* **Action item**
Across all the records below, count the lines that hold "condition". State only that figure.
BEGIN
Issue #26343, opened 2023-05-22
Descending-order incremental sync module


flash1293:
### Component Description

There are APIs which do not allowed to filter by time and only return data ordered by date descending (a "feed" of data).

Examples:
* Discourse: https://docs.discourse.org/#tag/Posts/operation/listPosts
* Reddit: https://www.reddit.com/dev/api/#GET_new

The current incremental sync component doesn't cover this use case.

Idea for how to represent this:
* Do not specify end date
* Introduce a "stop condition" which is evaluated for each record - if the timestamp of a record is older than the state of the start_datetime for the stream, processing stops (because we reached the newest post from the last sync)

### Proposed YAML schema

```yaml
incremental_sync:
  type: "DatetimeBasedCursor"
  start_datetime:
    datetime: "{{ config['start_date'] }}"
    datetime_format: "%Y-%m"
  datetime_format: "%Y-%m-%dT%H:%M:%S%z"
  cursor_field: "pub_date"
  is_data_feed: true
```

Given `is_data_feed` is true, we will wrap the pagination strategy with `StopConditionPaginationStrategyDecorator` which is also implementing `PaginationStrategy`.  This class will return `None` to `next_page_token` if the condition is met.

PR #27818, opened 2023-06-29
[ISSUE #26343] update close_slice to use the greater record

maxi297:
## What
Following the data feed release, we expected to update the state while closing a slice using the latest record. This doesn't work because the latest record is not necessarily the one with the state being the greatest. For example, within the same HTTP request, posthog last record has cursor field value `2021-12-10T10:21:35.003000+00:00` but there is a record before with `2021-12-10T10:21:35.208000+00:00`

## How
Compare record using the cursor and only keep the one with the highest cursor field value.

## 🚨 User Impact 🚨
With the current CDK release following the data feed feature, connectors are at risk of not updating the cursor field properly. This should fix the issue

### DIFF
--- a/airbyte-cdk/python/airbyte_cdk/sources/declarative/retrievers/simple_retriever.py
+++ b/airbyte-cdk/python/airbyte_cdk/sources/declarative/retrievers/simple_retriever.py
@@ -361,8 +361,6 @@ class SimpleRetriever(Retriever, HttpStream):
             response=response, stream_state=self.state, stream_slice=stream_slice, next_page_token=next_page_token
         )
         self._records_from_last_response = records
-        if records:
-            self._latest_record = records[-1]
         return records
 
     @property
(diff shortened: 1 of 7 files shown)


airbyte-cdk/python/airbyte_cdk/sources/declarative/retrievers/simple_retriever.py
```diff
@@ -361,8 +361,6 @@ def parse_response(
             response=response, stream_state=self.state, stream_slice=stream_slice, next_page_token=next_page_token
         )
         self._records_from_last_response = records
-        if records:
-            self._latest_record = records[-1]
```
clnoll, line 365: Looks like `self._latest_record` may not be used anywhere anymore, in which case I think we can remove it from `__post_init__`.

clnoll (approved):
LGTM, just one small comment.

PR #28822, opened 2023-07-28
Dagster: Add sentry logging

### LINKED ISSUE #28673: Add instrumentation to Dagster

bnchrch:
# Overview
1. Adds sentry
2. Creates a sentry decorator to capture exceptions from ops and assets

closes #28673

# Notes for reviewers
1. Unfortuantely dagster eats any errors so we have to wrap the functions ourselves
2. Datadog is not an option until we move to an ec2 deployment

# Before merge
In prod dagster set
- [x] SENTRY_DSN="..."
- [x] SENTRY_ENVIRONMENT="production"
- [x] TRACES_SAMPLE_RATE=1.0


airbyte-ci/connectors/metadata_service/orchestrator/orchestrator/logging/sentry.py
```diff
@@ -0,0 +1,107 @@
...
+    from sentry_sdk.integrations.dedupe import DedupeIntegration
+    from sentry_sdk.integrations.logging import LoggingIntegration, ignore_logger
+    from sentry_sdk.integrations.modules import ModulesIntegration
+    from sentry_sdk.integrations.stdlib import StdlibIntegration
+
+    ignore_logger("dagster")
+
+    SENTRY_DSN = os.environ.get("SENTRY_DSN")
+    SENTRY_ENVIRONMENT = os.environ.get("SENTRY_ENVIRONMENT")
+    TRACES_SAMPLE_RATE = float(os.environ.get("SENTRY_TRACES_SAMPLE_RATE", 0))
```
pedroslopez, line 28: i'm actually not sure if this is helpful for these - I have it disabled for now on `airbyte-ci` pipelines but 🤷🏼 

Did you see a use for it?

airbyte-ci/connectors/metadata_service/orchestrator/orchestrator/logging/sentry.py
```diff
@@ -0,0 +1,107 @@
...
+        message=f"{context.job_name} - {context.op_def.name}",
+        level="info",
+        data={
+            "run_config": context.run_config,
+            "job_name": context.job_name,
+            "op_name": context.op_def.name,
+            "run_id": context.run_id,
+            "retry_number": context.retry_number,
+        },
+    )
```
pedroslopez, line 62: Is this information better served as a context? https://docs.sentry.io/platforms/python/enriching-events/context/

pedroslopez (commented):
Nice! Left some questions.

Also - we had said in the original issue that we wanted error rates, but I don't think this gets us that. Sentry does show some error rate stuff for transactions, but I'm not sure those will show up in the current setup. Adding sentry might still be useful though. Could you confirm what your thinking is around the error rates? Did you manage to see transactions in sentry?

pedroslopez:
Also! question: what does the release in sentry show up as when an error is caught?

airbyte-ci/connectors/metadata_service/orchestrator/orchestrator/logging/sentry.py
```diff
@@ -0,0 +1,107 @@
...
+
+    Manually sets up a bunch of the default integrations and disables logging of dagster
+    to quiet things down.
+    """
+    from sentry_sdk.integrations.argv import ArgvIntegration
+    from sentry_sdk.integrations.atexit import AtexitIntegration
+    from sentry_sdk.integrations.dedupe import DedupeIntegration
+    from sentry_sdk.integrations.logging import LoggingIntegration, ignore_logger
+    from sentry_sdk.integrations.modules import ModulesIntegration
+    from sentry_sdk.integrations.stdlib import StdlibIntegration
```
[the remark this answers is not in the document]
bnchrch: Good callout

So essentially here we had a trade off. 

If we use sentry out of the box there is one large issue
1. Dagster eats all the user code errors and doesnt let them make it to the sentry level hook

However if we work around this (like we did in this PR)

We end up in a situation where the dagster logger is reporting an exception for every asset in the graph that failed (very noisy)
Screenshot 2023-07-31 at 2 53 06 PM

Ontop of this the dagster logs dont have the sentry tags applied which makes grouping and fingerprinting a more difficult task

So this ignore is meant to reduce the noise, only log sentry errors weve caught and have applied tags to in one way or another.

The reason im comfortable enough with the leaky bucket to recommend it is we still have slack errors to fallback on

airbyte-ci/connectors/metadata_service/orchestrator/orchestrator/logging/sentry.py
```diff
@@ -0,0 +1,107 @@
...
+            "job_name": context.job_name,
+            "op_name": context.op_def.name,
+            "run_id": context.run_id,
+            "retry_number": context.retry_number,
+        },
+    )
+
+    sentry_sdk.set_tag("job_name", context.job_name)
+    sentry_sdk.set_tag("op_name", context.op_def.name)
+    sentry_sdk.set_tag("run_id", context.run_id)
```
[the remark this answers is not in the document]
bnchrch: Updated to use scopes

airbyte-ci/connectors/metadata_service/orchestrator/orchestrator/logging/sentry.py
bnchrch: The use generally is that Ill leave it set to 1.0 in production to get performance data and error rates.

We can change this to a bool, just figured Id leave it a more direct number

airbyte-ci/connectors/metadata_service/orchestrator/orchestrator/logging/sentry.py
bnchrch: I grabbed it from an example, I thought it was useful, however looking at the docs it seems like its more of a debug statement in case you forget to log context 🤔 

Will remove

bnchrch:
@pedroslopez just wanted to follow up on the error reporting comment

> Also - we had said in the original issue that we wanted error rates, but I don't think this gets us that. Sentry does show some error rate stuff for transactions, but I'm not sure those will show up in the current setup. Adding sentry might still be useful though. Could you confirm what your thinking is around the error rates? Did you manage to see transactions in sentry?

So the reason I went with Sentry here was because until we decide to move to a self hosted / hybrid dagster deployment we are unable to send logs directly to datadog (as we wont be able to spin up the datadog agent).

With this implementation though we should still get full application monitoring through sentry and get an error rate for each job

Heres one example: https://airbytehq.sentry.io/performance/summary/?project=4504087736090624&query=&referrer=performance-transaction-summary&statsPeriod=30d&transaction=generate_cloud_registry&unselectedSeries=p100%28%29&unselectedSeries=avg%28%29

You can also get a rough waterfall view / flame graph by individual asset
https://airbytehq.sentry.io/performance/sentry-dev-test:54520cc347b5451780e9dd8a7c5f308d/?project=4504087736090624&query=&referrer=performance-transaction-summary&statsPeriod=30d&transaction=generate_cloud_registry&unselectedSeries=p100%28%29&unselectedSeries=avg%28%29

However each asset in a job at this time still has a separate trace id which means we dont have any information directly related to average run time at the job level.

This is because sentry doesnt have an explicit/non hacky way of setting trace id at the transaction level manually yet.

> Also! question: what does the release in sentry show up as when an error is caught?
it shows as the git sha currently

https://airbytehq.sentry.io/issues/4356903801/?project=4504087736090624&query=&referrer=issue-stream&statsPeriod=14d&stream_index=10

airbyte-ci/connectors/metadata_service/orchestrator/orchestrator/logging/sentry.py
```diff
@@ -0,0 +1,226 @@
...
+def _with_sentry_op_asset_transaction(context: OpExecutionContext):
+    """
+    Start or continue a Sentry transaction for the Dagster Op/Asset
+    """
+    op_name = context.op_def.name
+    job_name = context.job_name
+
+    sentry_logger.info(f"Initializing Sentry Transaction for Dagster Op/Asset {job_name} - {op_name}")
+    transaction = sentry_sdk.Hub.current.scope.transaction
+    sentry_logger.info(f"Current Sentry Transaction: {transaction}")
```
pedroslopez, line 93: Is this not spammy? Could be a debug log level thing

pedroslopez (approved):
Thanks for explaining- Let's do it! :shipit:

airbyte-ci/connectors/metadata_service/orchestrator/orchestrator/logging/sentry.py
bnchrch: Good call!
END
* **Solution for this problem**
2